Frauke Kracke, Bernardino Virdis, Paul V. Bernhardt, Korneel Rabaey, Jens O. Krömer

Abstract

Microbial electrosynthesis is a novel approach that aims at shifting the cellular metabolism towards electron-dense target products by extracellular electron supply. Many organisms including several acetogenic bacteria have been shown to be able to consume electrical current. However, suitable hosts for relevant industrial processes are yet to be discovered, and major knowledge gaps about the underlying fundamental processes still remain. In this paper, we present the first report of electron uptake by the Gram-positive, ethanol-producing acetogen, Clostridium autoethanogenum. Under heterotrophic conditions, extracellular electron supply induced a significant metabolic shift away from acetate. In electrically enhanced fermentations on fructose, acetate production was cut by more than half, while production of lactate and 2,3-butanediol increased by 35-fold and threefold, respectively.
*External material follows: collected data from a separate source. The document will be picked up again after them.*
PR #20736, opened 2020-09-22
Install-Scripts - Removing out of support `coherent` version option

bekir-ozturk:
Related issue https://github.com/dotnet/install-scripts/issues/64

Install scripts no longer allow downloading coherent versions and we have decided to remove that feature.
This PR updates the documentation to remove the section related to `coherent` version option.

### DIFF
--- a/docs/core/tools/dotnet-install-script.md
+++ b/docs/core/tools/dotnet-install-script.md
@@ -1,7 +1,7 @@
 ---
 title: dotnet-install scripts
 description: Learn about the dotnet-install scripts to install the .NET Core SDK and the shared runtime.
-ms.date: 04/30/2020
+ms.date: 09/22/2020
 ---
 # dotnet-install scripts reference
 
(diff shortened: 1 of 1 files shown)


docs/core/tools/dotnet-install-script.md
```diff
@@ -179,7 +179,6 @@ The install scripts do not update the registry on Windows. They just download th
   Represents a specific build version. The possible values are:
 
   - `latest` - Latest build on the channel (used with the `-Channel` option).
-  - `coherent` - Latest coherent build on the channel; uses the latest stable package combination (used with Branch name `-Channel` options).
```
KathleenDollard, line 182: We are dropping the coherent feature. We do not think it works correctly and it has not been a reasonable value for some time. 

Docs folks: Is it OK for us to just drop it, or do we need a note explaining the date on which we dropped it?

tdykstra: OK to just drop.

tdykstra (approved):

The use of mediators with different redox potential revealed a direct dependency of the metabolic effect on the redox potential at which electrons are supplied. Only electrons delivered at a redox potential low enough to reduce ferredoxin caused the reported effect. Production in acetogenic organisms is usually challenged by cellular energy limitations if the target product does not lead to a net energy gain as in the case of acetate. The presented results demonstrate a significant shift of carbon fluxes away from acetate towards the products, lactate and 2,3-butanediol, induced by small electricity input (~0.09 mol of electrons per mol of substrate). This presents a simple and attractive method to optimize acetogenic fermentations for production of chemicals and fuels using electrochemical techniques. The relationship between metabolic shift and redox potential of electron feed gives an indication of possible electron-transfer mechanisms and helps to prioritize further research efforts.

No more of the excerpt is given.